OPINION:
As the Islamic State (ISIS) continues to wage war against the West, it has employed strategies aimed at targeting young Westerners to join the extremist militant group and help to strengthen it.
With approximately $2 billion in liquid assets at its disposal and an estimated daily revenue of $3 million, it is nowhere near short of capital and continue to use its resources to recruit worldwide.
Its professional recruitment videos attempt to glamorize the lifestyle of ISIS militants and promote the message that only in the Islamic State can you truly live properly as a Muslim.
In 2014, ISIS released multiple recruiting videos in English, highlighting some of the young Westerners who left their home countries to join the militant group and pleading for more people from the West to join.
The videos featured a 20-year-old British medical student and a young Canadian man, both of which left their lives in the West as teenagers to join ISIS and claim to be prospering in the Islamic State.
“Come to Jihad and feel the honor that we are feeling, feel the happiness that we are feeling,” an ISIS fighter exclaimed in the recruiting video.
It is a clear attempt to appeal to millennials who may be feeling lost in the hustle and bustle of the Western world and it seems to be working.
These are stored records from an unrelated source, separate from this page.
PR #2716, opened 2025-02-06
New branch_exit_calls= argument for unnecessary_nesting_linter

### LINKED ISSUE #2325: Add exception in unnecessary_nesting_linter() for paired stop()/warning() branches
Hopefully the to-be-squashed commit 35ab376d3ec1204c02dd6da220178bb02b3b336c survives as a reference for the implementation.

The description of the issue is as follows:

```r
if (A) {
  stop("A is bad!")
} else {
  warning("!A is worrying, but not catastrophic!")
}
```

Is a common pattern that _could_ in principle be unnested:

```r
if (A) {
  stop("A is bad!")
}
warning("!A is worrying, but not catastrophic!")
```

But this format is a bit more awkward / doesn't leverage the clear `if`/`else` structure to make it clear what's happening.

We should do the following:

 1. Decide when exactly this reasoning applies. The example above is very clear, but what about if there's intervening code before/after `warning()` in the latter branch?
 2. Decide how to expose this to users. In principle there could be two parameters to this function [1] "exit" calls like `stop()`/`q()` that are _guaranteed_ to terminate a branch [2] "signal" calls that can be "companion" calls to an "exit call", e.g. `warning()`

MichaelChirico:
Closes #2325

### DIFF
--- a/R/unnecessary_nesting_linter.R
+++ b/R/unnecessary_nesting_linter.R
@@ -14,8 +14,12 @@
 #'   testthat requires a braced expression in its `code` argument. The other defaults
 #'   similarly compute on expressions in a way which is worth highlighting by
 #'   em-bracing them, even if there is only one expression, while [switch()] is allowed
-#'   for its use as a control flow analogous to `if`/`else`.
-#'
+#'   for its use as a control flow analogous to `if`/`else`.]
+#' @param branch_exit_calls Character vector of functions which are considered
+#'   as "exiting" a branch for the purpose of recommending removing nesting in a branch
+#'   _lacking_ an exit call when the other branch terminates with one. Calls which
+#'   always interrupt or quit the current call or R session,
+#'   e.g. [stop()] and [q()], are always included.
 #' @examples
 #' # will produce lints
 #' code <- "if (A) {\n  stop('A is bad!')\n} else {\n  do_good()\n}"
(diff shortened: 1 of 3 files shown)


tests/testthat/test-unnecessary_nesting_linter.R
```diff
@@ -139,9 +140,21 @@ test_that("unnecessary_nesting_linter blocks if/else with one exit branch", {
...
+    if (A) {
+      stop('An error')
+    } else {
+      warning('A warning')
+    }
+  ")
+  expect_lint(stop_warning_lines, lint_msg, linter)
+
+  # Optionally consider 'warning' as an exit call --> no lint
+  expect_lint(stop_warning_lines, NULL, unnecessary_nesting_linter(branch_exit_calls = 'warning'))
```
MichaelChirico, line 157:
```suggestion
  expect_lint(stop_warning_lines, NULL, unnecessary_nesting_linter(branch_exit_calls = "warning"))
```

R/unnecessary_nesting_linter.R
```diff
@@ -14,8 +14,12 @@
...
 #'   similarly compute on expressions in a way which is worth highlighting by
 #'   em-bracing them, even if there is only one expression, while [switch()] is allowed
-#'   for its use as a control flow analogous to `if`/`else`.
-#'
+#'   for its use as a control flow analogous to `if`/`else`.]
+#' @param branch_exit_calls Character vector of functions which are considered
+#'   as "exiting" a branch for the purpose of recommending removing nesting in a branch
+#'   _lacking_ an exit call when the other branch terminates with one. Calls which
+#'   always interrupt or quit the current call or R session,
+#'   e.g. [stop()] and [q()], are always included.
```
IndrajeetPatil, line 22: It might be a good idea to include all elements of the relevant vector (`default_branch_exit_calls`) in the docs. 

Not everyone is going to be able to recall all the functions that interrupt or quit the current call or R session.

IndrajeetPatil (approved):

R/unnecessary_nesting_linter.R
MichaelChirico: I am a bit wary of this. It's a bit fragile / easy to get out of sync with the true set of calls, and extremely easy to figure out what the defaults are by glancing at the code.

I will treat this as an implementation detail & wait for a user request here before proceeding.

Repeatedly, young Westerners have viewed these videos and engaged with ISIS on social media, ultimately leading them to leave their lifestyles of freedom in the West to join the horrifically violent group, known for their rape of women and children, murder of Westerners, and violence against Christians and “non-believers.”
It is estimated that over 3,400 ISIS militants have moved from Western countries, including the United States, to fight for ISIS.
Most recently, a young newlywed couple was arrested in Mississippi for allegedly attempting to use honeymoon travel as a cover-up to leave the United States and join ISIS in Syria and a young New Jersey man was arrested for allegedly conspiring to provide support to the Islamic State.
While Western governments continue to monitor the flow of travel of ISIS recruits, it is not clear whether they will be able to reverse the trend and counteract the savvy recruiting techniques being used by ISIS to target millennials.
Madison Gesiotto is a staff editor for the Ohio State Journal of Criminal Law.